**What is being asked:** State how many lines in the listing below contain the word "gemm", with no other words.
╭─ Records to process
PR #140, opened 2025-11-26
chore: Factor out common moe and gemm test cases

ilyasher:
#### Overview:

The perf collectors for trtllm, sglang, vllm all duplicate roughly the same test cases for all the ops. This PR factors out the common MoE and gemm sizes into a separate file.


collector/common_test_cases.py
```diff
@@ -0,0 +1,195 @@
+import dataclasses
```
jasonqinzhou, line 3: copyright check failed.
╰─
**Answer space:** 2